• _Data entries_
----------
PR #205, opened 2026-05-29
Add cmake option for CAMP_USE_PLATFORM_DEFAULT_STREAM

helloworld922:


CMakeLists.txt
```diff
@@ -119,6 +119,13 @@ endif ()
 
 # end backends
 
+option(CAMP_USE_PLATFORM_DEFAULT_STREAM "Whether CAMP should use the default device streams (On) or create separate streams (Off)" Off)
+
+set(CAMP_USE_PLATFORM_DEFAULT_STREAM_NUM 0)
```
white238: Nitpick: should set this to `OFF` and `ON`. If you use `cmakedefine01`, CMake will also set it to `0` and `1` respectively w/o having the additional `@CAMP_USE_PLATFORM_DEFAULT_STREAM_NUM@`. If that is really needed as opposed to just having it defined in preprocessor.

https://cmake.org/cmake/help/latest/command/configure_file.html#transformations

artv3:
Used internally: https://github.com/llnl/camp/blob/56b194f3ea3d0e9d6e2f236de39a4886063e4968/include/camp/resource/hip.hpp#L187C5-L187C37 

@helloworld922 , is the issue that we do not have a CMAKE variable to define it?

helloworld922:
Yes, the define is supposed to be user defined if they want to use default streams, but unless you properly forward the compiler define to all downstream dependencies you either end up with an ODR violation and/or not having the correct behavior of which stream kernels are being run on. This just makes sure that the define is baked into the installed RAJA headers so everyone picks up a consistent definition.

include/camp/config.in.hpp
```diff
@@ -15,6 +15,7 @@
 #cmakedefine CAMP_ENABLE_HIP
 #cmakedefine CAMP_ENABLE_SYCL
 #cmakedefine CAMP_WIN_STATIC_BUILD
+#cmakedefine01 CAMP_USE_PLATFORM_DEFAULT_STREAM
```
trws: I'd rather this be wrapped in an `ifndef CAMP_USE_PLATFORM_DEFAULT_STREAM` so we don't have a potential behavior change for projects that set this currently.

helloworld922: I moved the check originally in `defines.hpp` to `config.in.hpp`

MrBurmark (dismissed):

adayton1 (dismissed):

include/camp/config.in.hpp
```diff
@@ -15,6 +15,9 @@
 #cmakedefine CAMP_ENABLE_HIP
 #cmakedefine CAMP_ENABLE_SYCL
 #cmakedefine CAMP_WIN_STATIC_BUILD
+#ifndef CAMP_USE_PLATFORM_DEFAULT_STREAM
+#cmakedefine01 CAMP_USE_PLATFORM_DEFAULT_STREAM
```
MrBurmark: Do we want to add a warning or at least a comment that if CAMP_USE_PLATFORM_DEFAULT_STREAM is inconsistently set in different translation units that it will cause an ODR violation?

rhornung67: I think a warning would be helpful.

helloworld922: added a warning path check if the user defines something different

rhornung67 (dismissed):

include/camp/config.in.hpp
```diff
@@ -15,6 +15,15 @@
...
+#else
+#cmakedefine01 CAMP_USE_PLATFORM_DEFAULT_STREAM_INTERNAL_CHECK
```
adayton1: I don't get this change. CAMP_USE_PLATFORM_DEFAULT_STREAM_INTERNAL_CHECK is not a CMake variable.

include/camp/config.in.hpp
adayton1: Perhaps it would be better to just error if CAMP_USE_PLATFORM_DEFAULT_STREAM is already defined.

include/camp/config.in.hpp
helloworld922: Oops, I forgot to also add the CMake change. This should generate the correct config file now and give the appropriate mismatch warning.

include/camp/config.in.hpp
helloworld922: I'm fine with either a warning or an error, which one do @MrBurmark and @rhornung67 prefer?

MrBurmark: A warning is probably good.

MrBurmark (dismissed):

adayton1 (dismissed):

rhornung67 (dismissed):

include/camp/config.in.hpp
```diff
@@ -15,6 +15,15 @@
...
+#if CAMP_USE_PLATFORM_DEFAULT_STREAM != CAMP_USE_PLATFORM_DEFAULT_STREAM_INTERNAL_CHECK
+#warning "CAMP_USE_PLATFORM_DEFAULT_STREAM mismatch, potential ODR violation"
```
rhornung67: Make this an error

MrBurmark: @helloworld922 If you no longer will need to define CAMP_USE_PLATFORM_DEFAULT_STREAM from outside of this header we were thinking about disallowing that to avoid ODR violations.

helloworld922: I think that would be ideal. I moved the check to a part of `config.in.hpp` which should only be defined once. It still supports users having manually defined `CAMP_USE_PLATFORM_DEFAULT_STREAM` for backwards compatibility, but it must match how RAJA is configured to be built.

Alternatively, I could just remove this and force all users to not have `CAMP_USE_PLATFORM_DEFAULT_STREAM` externally defined at all.

adayton1: I like the idea of a hard error if users have CAMP_USE_PLATFORM_DEFAULT_STREAM externally defined:

```
#if defined(CAMP_USE_PLATFORM_DEFAULT_STREAM)
#error "Manually defining CAMP_USE_PLATFORM_DEFAULT_STREAM is not allowed because of the potential for ODR violations. CAMP now supports a CMake configuration option that should be used instead."
#endif

#cmakedefine01 CAMP_USE_PLATFORM_DEFAULT_STREAM
```

include/camp/config.in.hpp
```diff
@@ -34,3 +34,16 @@
 #else
 #define CAMP_DLL_EXPORT
 #endif
+
+#ifndef CAMP_CONFIG_HPP
```
adayton1: @trws, @MrBurmark should this header guard be at the beginning of the file or after the CAMP_CONFIG_OVERRIDE section?

MrBurmark: Previously there was no header guard at all, so it would make sense to me to add one around everything. @trws was there a specific reason not to guard this header?

MrBurmark: I assume that even if you are using the override you can only want to config camp once per translation unit.

include/camp/config.in.hpp
adayton1, line 12:
```suggestion
#ifndef CAMP_CONFIG_HPP
#define CAMP_CONFIG_HPP

```

include/camp/config.in.hpp
```diff
@@ -34,3 +34,16 @@
...
+#define CAMP_CONFIG_HPP
+
+// stuff that should always be only defined once
+
```
adayton1:
```suggestion
```

include/camp/config.in.hpp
----------
• _TASK REQUIREMENTS_
Please make an exact copy of the lines above from the line with "adayton1: I don't" through the line with "Alternatively, I could", both ends included.

• _ANSWER FOR THIS EXERCISE_
adayton1: I don't get this change. CAMP_USE_PLATFORM_DEFAULT_STREAM_INTERNAL_CHECK is not a CMake variable.

include/camp/config.in.hpp
adayton1: Perhaps it would be better to just error if CAMP_USE_PLATFORM_DEFAULT_STREAM is already defined.

include/camp/config.in.hpp
helloworld922: Oops, I forgot to also add the CMake change. This should generate the correct config file now and give the appropriate mismatch warning.

include/camp/config.in.hpp
helloworld922: I'm fine with either a warning or an error, which one do @MrBurmark and @rhornung67 prefer?

MrBurmark: A warning is probably good.

MrBurmark (dismissed):

adayton1 (dismissed):

rhornung67 (dismissed):

include/camp/config.in.hpp
```diff
@@ -15,6 +15,15 @@
...
+#if CAMP_USE_PLATFORM_DEFAULT_STREAM != CAMP_USE_PLATFORM_DEFAULT_STREAM_INTERNAL_CHECK
+#warning "CAMP_USE_PLATFORM_DEFAULT_STREAM mismatch, potential ODR violation"
```
rhornung67: Make this an error

MrBurmark: @helloworld922 If you no longer will need to define CAMP_USE_PLATFORM_DEFAULT_STREAM from outside of this header we were thinking about disallowing that to avoid ODR violations.

helloworld922: I think that would be ideal. I moved the check to a part of `config.in.hpp` which should only be defined once. It still supports users having manually defined `CAMP_USE_PLATFORM_DEFAULT_STREAM` for backwards compatibility, but it must match how RAJA is configured to be built.

Alternatively, I could just remove this and force all users to not have `CAMP_USE_PLATFORM_DEFAULT_STREAM` externally defined at all.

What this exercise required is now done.